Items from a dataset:
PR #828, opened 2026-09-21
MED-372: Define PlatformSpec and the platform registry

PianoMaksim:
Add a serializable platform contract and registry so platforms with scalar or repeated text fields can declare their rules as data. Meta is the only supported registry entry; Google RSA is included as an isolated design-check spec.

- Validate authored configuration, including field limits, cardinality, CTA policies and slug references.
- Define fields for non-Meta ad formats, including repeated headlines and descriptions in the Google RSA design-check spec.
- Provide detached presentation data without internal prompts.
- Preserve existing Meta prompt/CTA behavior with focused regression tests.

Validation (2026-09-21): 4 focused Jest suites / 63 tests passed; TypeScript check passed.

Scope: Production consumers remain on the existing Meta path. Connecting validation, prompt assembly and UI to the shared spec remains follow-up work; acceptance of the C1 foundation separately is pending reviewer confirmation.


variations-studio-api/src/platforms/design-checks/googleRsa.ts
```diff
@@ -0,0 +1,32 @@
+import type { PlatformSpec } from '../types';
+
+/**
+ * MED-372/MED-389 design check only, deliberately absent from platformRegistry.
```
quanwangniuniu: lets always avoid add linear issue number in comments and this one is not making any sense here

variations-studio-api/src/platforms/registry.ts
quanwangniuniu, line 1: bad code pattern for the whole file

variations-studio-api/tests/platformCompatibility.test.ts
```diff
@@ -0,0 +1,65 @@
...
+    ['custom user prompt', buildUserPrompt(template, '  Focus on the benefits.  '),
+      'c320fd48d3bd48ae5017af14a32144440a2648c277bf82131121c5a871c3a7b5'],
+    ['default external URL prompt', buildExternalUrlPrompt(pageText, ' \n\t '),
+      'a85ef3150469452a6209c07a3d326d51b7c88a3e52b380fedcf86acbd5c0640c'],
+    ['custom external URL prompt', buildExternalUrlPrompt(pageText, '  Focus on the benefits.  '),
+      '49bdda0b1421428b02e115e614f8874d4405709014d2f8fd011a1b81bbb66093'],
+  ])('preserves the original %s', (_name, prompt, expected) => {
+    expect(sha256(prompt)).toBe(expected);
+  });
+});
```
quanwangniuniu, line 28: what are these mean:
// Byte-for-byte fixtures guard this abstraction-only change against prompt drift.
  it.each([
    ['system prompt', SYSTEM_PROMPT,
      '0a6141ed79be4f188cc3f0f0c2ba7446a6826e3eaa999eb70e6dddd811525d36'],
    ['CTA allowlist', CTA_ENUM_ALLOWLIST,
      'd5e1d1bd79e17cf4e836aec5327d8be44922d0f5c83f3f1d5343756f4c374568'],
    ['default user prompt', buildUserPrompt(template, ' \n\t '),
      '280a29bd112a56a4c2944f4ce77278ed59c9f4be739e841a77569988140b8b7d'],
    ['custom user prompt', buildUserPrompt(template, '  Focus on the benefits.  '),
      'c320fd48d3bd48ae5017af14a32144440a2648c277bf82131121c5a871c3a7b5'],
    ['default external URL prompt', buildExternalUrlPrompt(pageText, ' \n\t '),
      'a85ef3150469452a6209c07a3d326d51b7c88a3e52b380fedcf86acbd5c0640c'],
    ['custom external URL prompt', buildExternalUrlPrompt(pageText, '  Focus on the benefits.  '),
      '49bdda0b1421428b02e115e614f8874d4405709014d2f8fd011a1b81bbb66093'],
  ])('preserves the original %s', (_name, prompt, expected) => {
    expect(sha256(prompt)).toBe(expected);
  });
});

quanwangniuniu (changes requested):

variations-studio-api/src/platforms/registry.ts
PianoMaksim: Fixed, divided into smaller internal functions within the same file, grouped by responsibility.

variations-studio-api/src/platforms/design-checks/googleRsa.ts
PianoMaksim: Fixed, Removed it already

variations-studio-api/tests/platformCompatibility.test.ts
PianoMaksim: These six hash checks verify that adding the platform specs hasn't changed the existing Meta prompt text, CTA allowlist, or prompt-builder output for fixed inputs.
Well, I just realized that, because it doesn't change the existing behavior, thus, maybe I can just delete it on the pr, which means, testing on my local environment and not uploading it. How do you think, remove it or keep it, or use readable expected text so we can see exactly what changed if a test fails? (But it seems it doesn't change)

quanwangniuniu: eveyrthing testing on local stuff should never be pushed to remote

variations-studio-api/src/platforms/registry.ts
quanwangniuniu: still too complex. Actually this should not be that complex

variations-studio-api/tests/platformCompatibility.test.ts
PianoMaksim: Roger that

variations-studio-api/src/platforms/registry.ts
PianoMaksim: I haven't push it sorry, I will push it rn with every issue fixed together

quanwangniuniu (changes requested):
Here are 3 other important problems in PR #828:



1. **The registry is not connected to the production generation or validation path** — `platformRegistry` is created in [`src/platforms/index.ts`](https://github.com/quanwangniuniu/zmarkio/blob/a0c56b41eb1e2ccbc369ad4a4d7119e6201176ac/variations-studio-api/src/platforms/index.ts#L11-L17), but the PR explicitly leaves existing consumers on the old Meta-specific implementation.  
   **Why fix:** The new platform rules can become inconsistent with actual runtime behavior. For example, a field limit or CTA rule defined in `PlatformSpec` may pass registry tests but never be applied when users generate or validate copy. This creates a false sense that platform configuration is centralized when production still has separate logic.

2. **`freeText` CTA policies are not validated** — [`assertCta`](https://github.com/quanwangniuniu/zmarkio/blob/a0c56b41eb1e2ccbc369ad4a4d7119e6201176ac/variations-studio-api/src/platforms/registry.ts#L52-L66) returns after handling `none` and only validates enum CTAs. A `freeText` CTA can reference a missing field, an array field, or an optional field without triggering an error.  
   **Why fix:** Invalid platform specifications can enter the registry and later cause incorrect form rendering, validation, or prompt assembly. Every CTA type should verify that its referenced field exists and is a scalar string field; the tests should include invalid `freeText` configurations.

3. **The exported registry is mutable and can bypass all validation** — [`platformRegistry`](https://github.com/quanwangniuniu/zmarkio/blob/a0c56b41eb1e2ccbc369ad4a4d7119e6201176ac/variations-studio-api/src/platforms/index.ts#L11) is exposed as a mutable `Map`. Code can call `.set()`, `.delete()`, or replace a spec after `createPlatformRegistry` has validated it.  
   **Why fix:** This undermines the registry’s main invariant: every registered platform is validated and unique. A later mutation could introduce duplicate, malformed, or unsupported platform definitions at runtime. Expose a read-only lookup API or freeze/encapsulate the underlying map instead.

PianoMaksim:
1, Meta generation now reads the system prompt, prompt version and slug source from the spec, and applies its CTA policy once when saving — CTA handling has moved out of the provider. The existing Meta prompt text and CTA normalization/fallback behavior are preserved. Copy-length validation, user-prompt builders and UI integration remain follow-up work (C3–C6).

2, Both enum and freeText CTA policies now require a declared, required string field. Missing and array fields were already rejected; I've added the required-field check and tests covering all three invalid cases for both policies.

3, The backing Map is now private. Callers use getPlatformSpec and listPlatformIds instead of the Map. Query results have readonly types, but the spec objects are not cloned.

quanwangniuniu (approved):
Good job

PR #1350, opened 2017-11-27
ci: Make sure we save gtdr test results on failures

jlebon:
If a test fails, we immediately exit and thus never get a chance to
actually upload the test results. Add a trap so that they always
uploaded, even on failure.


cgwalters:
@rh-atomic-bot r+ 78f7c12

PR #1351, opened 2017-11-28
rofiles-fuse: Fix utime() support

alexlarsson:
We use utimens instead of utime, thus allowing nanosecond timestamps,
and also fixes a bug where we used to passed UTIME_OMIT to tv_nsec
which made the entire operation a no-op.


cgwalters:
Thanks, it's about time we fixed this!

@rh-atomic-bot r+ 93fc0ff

...

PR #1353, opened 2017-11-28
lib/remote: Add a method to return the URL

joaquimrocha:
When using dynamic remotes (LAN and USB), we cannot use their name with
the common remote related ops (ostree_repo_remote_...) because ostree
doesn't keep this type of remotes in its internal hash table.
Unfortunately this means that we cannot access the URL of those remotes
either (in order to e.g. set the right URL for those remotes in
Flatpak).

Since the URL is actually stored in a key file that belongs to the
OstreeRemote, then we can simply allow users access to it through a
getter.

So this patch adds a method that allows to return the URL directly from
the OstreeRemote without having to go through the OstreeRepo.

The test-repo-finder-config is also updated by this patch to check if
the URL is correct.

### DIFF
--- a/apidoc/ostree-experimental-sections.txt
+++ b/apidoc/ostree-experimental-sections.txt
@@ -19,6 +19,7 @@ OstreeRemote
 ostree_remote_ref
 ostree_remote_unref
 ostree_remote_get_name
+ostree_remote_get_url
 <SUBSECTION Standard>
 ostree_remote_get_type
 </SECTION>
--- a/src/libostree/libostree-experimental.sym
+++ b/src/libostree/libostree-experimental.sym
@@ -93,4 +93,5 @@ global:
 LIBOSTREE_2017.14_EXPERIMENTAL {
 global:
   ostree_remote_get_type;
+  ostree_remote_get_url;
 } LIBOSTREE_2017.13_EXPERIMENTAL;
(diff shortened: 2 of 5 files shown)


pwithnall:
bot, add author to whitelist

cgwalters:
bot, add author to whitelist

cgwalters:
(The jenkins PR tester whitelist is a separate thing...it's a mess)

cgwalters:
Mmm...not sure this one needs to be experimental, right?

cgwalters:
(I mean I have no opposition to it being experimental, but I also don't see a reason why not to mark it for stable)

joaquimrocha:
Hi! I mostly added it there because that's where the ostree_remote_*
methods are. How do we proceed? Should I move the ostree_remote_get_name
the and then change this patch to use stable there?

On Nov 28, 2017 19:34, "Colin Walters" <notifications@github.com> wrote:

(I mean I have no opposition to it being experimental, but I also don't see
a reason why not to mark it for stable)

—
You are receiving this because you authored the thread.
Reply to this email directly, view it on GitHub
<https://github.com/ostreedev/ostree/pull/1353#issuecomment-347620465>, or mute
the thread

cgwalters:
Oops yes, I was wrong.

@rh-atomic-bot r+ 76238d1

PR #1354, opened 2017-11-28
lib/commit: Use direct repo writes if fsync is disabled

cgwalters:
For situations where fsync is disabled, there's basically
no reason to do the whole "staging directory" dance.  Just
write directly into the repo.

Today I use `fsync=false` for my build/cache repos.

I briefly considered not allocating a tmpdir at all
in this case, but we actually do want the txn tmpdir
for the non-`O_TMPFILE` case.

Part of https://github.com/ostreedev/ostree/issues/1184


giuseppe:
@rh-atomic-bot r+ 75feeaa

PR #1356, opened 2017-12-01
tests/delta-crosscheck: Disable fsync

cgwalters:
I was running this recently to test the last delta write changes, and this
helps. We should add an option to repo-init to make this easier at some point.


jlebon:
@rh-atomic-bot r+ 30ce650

Your goal →
Tell how many lines of the data include the word "pageText", without any other words.

Written reply →
4